**Task instructions:** Look for the word "more" in the entries below, then copy every line that has it.

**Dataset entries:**
======

PR #243, opened 2018-01-04
util.py: add local http server to serve redirects

csernazs:
When spotify redirects the browser to localhost, serve the page with a
simple http server implemented by HTTPServer. By this way, we can obtain
the tokens the oauth service want so provide us, and no need to input the
user the redirect URL.

This method only works when the application in spotify developer dashboard
is configured to redirect the requests to localhost.

### DIFF
--- a/spotipy/oauth2.py
+++ b/spotipy/oauth2.py
@@ -17,11 +17,13 @@ import time
 import warnings
 
 import requests
-from spotipy.util import CLIENT_CREDS_ENV_VARS
+from spotipy.util import CLIENT_CREDS_ENV_VARS, get_host_port
 
 # Workaround to support both python 2 & 3
 import six
 import six.moves.urllib.parse as urllibparse
+from six.moves.BaseHTTPServer import HTTPServer, BaseHTTPRequestHandler
+from six.moves.urllib_parse import urlparse, parse_qsl
 
 
 class SpotifyOauthError(Exception):
@@ -296,6 +298,42 @@ class SpotifyOAuth(SpotifyAuthBase):
     def _make_authorization_headers(self):
         return _make_authorization_headers(self.client_id, self.client_secret)
 
+    def _open_auth_url(self):
+        auth_url = self.get_authorize_url()
+
+        try:
+            import webbrowser
+            webbrowser.open(auth_url)
+            print("Opened %s in your browser" % auth_url)
+        except webbrowser.Error:
+            print("Please navigate here: %s" % auth_url)
+
+    def _get_auth_response_interactive(self):
+        self._open_auth_url()
+        print("")
+        print("")
+
+        try:
+            response = raw_input("Enter the URL you were redirected to: ")
+        except NameError:
+            response = input("Enter the URL you were redirected to: ")
+        print("")
+        print("")
+        return self.parse_response_code(response)
+
+    def _get_auth_response_local_server(self, redirect_port):
+
+        with start_local_http_server(redirect_port) as server:
+            self._open_auth_url()
+            server.handle_request()
+
+        if server.auth_code is not None:
+            return server.auth_code
+        elif server.error is not None:
+            raise SpotifyOauthError("Received error from OAuth server: {}".format(server.error))
+        else:
+            raise SpotifyOauthError("Server listening on localhost has not been accessed")
+
     def get_auth_response(self):
         print(
             """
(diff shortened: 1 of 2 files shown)


jykong:
I just tested this out, and it works on my local machine. I definitely think this is a more intuitive authentication flow and should be the default. Early on when I was just getting started using spotipy, I got hung up on figuring out that I had to copy paste a non-working URL into the input field in the console.

@csernazs @plamere What are your thoughts for making the this the default method?

csernazs:
Well, I like it for my project (of course), but enabling it as default and deprecating the other one has some downside also:
* the redirect URL must be registered in spotify developer dashboard and this should point to a non-privilegized port (eg. above 1024) on localhost. I'm not sure whether this is in practice, I have my own application registered in spotify so I can specify here any localhost URL I can use but if I want to make my script work everywhere, it can fail when the port is already taken by other process, so we cannot bind.
* not every case the redirect URL is set to localhost, eg if I want to use someone's other app registration for this, it may have a different URL and this case only the copy&paste would work IMO.

There is also a "mixed" approach here:
- if the redirect URL Is set to localhost:port then we can try to bind to it and if that succeeds, we can proceed with this one
- otherwise, fall back to the copy&paste way (possibly with a message sent to the user to try to set the redirect URL to localhost if he/she is the owner of the app in spotify)

jykong:
Alternatively, we can add another parameter to the function that let's the user specify whether or not to use the localhost server (i.e. bindHttpServer=False). With the default value set to False, it would maintain backwards compatibility while allowing others to opt-in by setting it to True. For new users, the examples in the docs could be updated include bindHttpServer=True and explain how the port to bind to is parsed from the redirect URI.

hillrnate:
Hi @jykong and @csernazs , I would like to use this approach. In order to do so, is it just a matter of calling `util.obtain_token_localhost` instead of `util.prompt_for_user_token`?

Harrison97:
Hey! I am hosting a new master branch for this repo since the old creator has been MIA for 2 years. Hoping to get this repo back on it's feet and in good standing. I've been working on updating tests and adding all new functionality and have merged some of the PR's that I thought were sufficient for merging. If your PR didn't make it, resubmit it please.

Thanks!

https://github.com/Harrison97/spotipy

stephanebruckert:
Hi @csernazs, thanks for that. 2 years later, the package is maintained again. I know that's a late answer but is there a chance you can give this a new look and fix conflicts?

stephanebruckert:
Just saw you are updating this! Thanks a lot. What do you think of these 2 duplicates? 
 - https://github.com/plamere/spotipy/pull/301
 - https://github.com/plamere/spotipy/pull/342

When merging yours, will we be able to close these ones? Is there anything good to take from them?

csernazs:
Hi!

I think both #301 #342 are virtually the same as mine, they provide the same functionality. #301 seems to provide some protection in multi-threaded environment which is clearly missing from mine.

I would like to leave it to you the decision to pick the one which is the best for you. Alternatively you can create a 4th one by merging the best parts you think from the three.

I used this library to move from google play music to spotify so I have no hard dependencies on it.

Also, one think I noticed: maybe you want to drop python 2 support, struggling with python 2 unittests, and six were a necessity in the past but definitely not in the present and future.

csernazs:
Speaking of what we can take from the other two: I think the difference is so subtle that these are virtually the same. I don't really understand the locking stuff in #301, if you see any usefulness in that, I can merge it into mine.
Also, the texting is very subjective, so if you think that there's something we can improve in my case, let me know.

stephanebruckert:
Sorry this is my fault, I skim read your PR and I just saw now that you are adding new methods and not updating old methods. I would agree with @jykong that this could be made the default method. The idea being that someone who updates spotipy, would not have to update their code to "enjoy" this feature. I would definitely go for making it the default or go for the "mixed approach" you mentioned, but in all cases it should be available to everyone with none or little code change (i.e. one extra parameter max when calling oauth).

Let me know if you have the time to change it, otherwise no problem we might just fall back to #301 or #342. Sorry again and in all cases thank you for responding present with today's changes

csernazs:
Let me see what can I do. I think that what I said in my comment before is doable (https://github.com/plamere/spotipy/pull/243#issuecomment-356399300). The user will need to specify the port where the server is listening and also which is configured in the dashboard, so we can fall back to the old behavior when it is not specified (eg. it can be backward compatible).

csernazs:
I submitted a draft code for this, it works fine for me, however there are still some points to address:
* tests are missing :)
* prompt_for_user_token would need to be renamed to something else, but that would break the API

jykong:
Hey all,
Happy to see you all are maintaining this. It's been too long for me to
remember the details of the changes you are discussing, and I don't have
the bandwidth right now to refresh myself. I trust you're smart people and
will make sensible choices!

stephanebruckert:
I've ran the tests from your repo and I could see it work as expected: instead of prompting for the authentication URL it just moved on to the next tests automatically 👍 

I've closed https://github.com/plamere/spotipy/pull/301 and https://github.com/plamere/spotipy/pull/342 and am going to merge your PR now! I might add a commit for the changelog and a bit of JS to automatically close the browser window.

Thanks a lot for your work @csernazs, this is great!

csernazs:
:champagne: thank you!

PR #346, opened 2019-01-28
Use `urllib`'s `quote` to encode user ids in urls #307

### LINKED ISSUE #307: user id's are not URL percent encoded
user id's are not URL encoded and results in some 404 errors when usernames contain symbols. Can be solved simply by using `urllib.parser.quote` but it seems this repository is no longer updated so I am posting this more as a public service announcement than anything else.

loisaidasam:
Fixes #307

### DIFF
--- a/spotipy/client.py
+++ b/spotipy/client.py
@@ -7,6 +7,14 @@ import requests
 import json
 import time
 
+try:
+    # Python 3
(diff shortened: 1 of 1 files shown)


loisaidasam:
Closing in favor of continued https://github.com/plamere/spotipy/pull/350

======

**The answer:**
I just tested this out, and it works on my local machine. I definitely think this is a more intuitive authentication flow and should be the default. Early on when I was just getting started using spotipy, I got hung up on figuring out that I had to copy paste a non-working URL into the input field in the console.
user id's are not URL encoded and results in some 404 errors when usernames contain symbols. Can be solved simply by using `urllib.parser.quote` but it seems this repository is no longer updated so I am posting this more as a public service announcement than anything else.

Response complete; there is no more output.